3) Null models are the foundation of interpretation
Every connectomics claim requires comparison to a null model. Without a null, you cannot distinguish specific wiring rules from generic statistical properties.
Erdos-Renyi (same density): Too simple — doesn’t preserve degree distribution. Almost everything looks “enriched.”
Degree-preserving rewiring (Maslov & Sneppen 2002): Standard baseline. Preserves each neuron’s in-degree and out-degree.
Spatially constrained: Preserves distance-dependent connection probability. Critical because nearby neurons connect more often simply due to arbor overlap.

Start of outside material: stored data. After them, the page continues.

PR #396, opened 2021-03-29
Update scalastyle to allow 2021 in the copyright notice

### LINKED ISSUE #382: Scala style does NOT allow 2021 Copyright
We are now in 2021. Scala style check (`sbt clean compile`) should allow this:

```
Copyright (2021) The Hyperspace Project Authors.
...
```

Instead it fails with: 

```
[error] /Users/aionescu/github/hyperspace/src/main/scala/com/microsoft/hyperspace/index/rules/PlanUtils.scala: Header does not match expected text
```

clee704:

 - **Tracking Issue**: #382 
 - **Parent Issue**: N/A
 - **Dependencies**: N/A

Fixes #382

According to my research, it is best to include the creation year of the file in the copyright notice. This change allows writing 2021 in the header.

No

Locally checked with scalastyle

### DIFF
--- a/scalastyle-config.xml
+++ b/scalastyle-config.xml
@@ -92,7 +92,7 @@ This file is divided into 3 sections:
  */
 
 \E)?\Q/*
- * Copyright (\E\d{4}(?:-\d{4})?\Q) The Hyperspace Project Authors.
+ * Copyright (\E(?:2020|2021)\Q) The Hyperspace Project Authors.
  *
  * Licensed under the Apache License, Version 2.0 (the "License");
  * you may not use this file except in compliance with the License.
--- a/scalastyle-config.xml
+++ b/scalastyle-config.xml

Cell-type-stratified: Preserves E→E, E→I, I→E, I→I connection rates. Important because excitatory-inhibitory structure creates motif biases even without specific wiring rules.
Key rule: Use the most stringent null model that is relevant to your claim. If your finding survives the spatially constrained null but not the degree-preserving null, it may reflect spatial proximity rather than specific wiring.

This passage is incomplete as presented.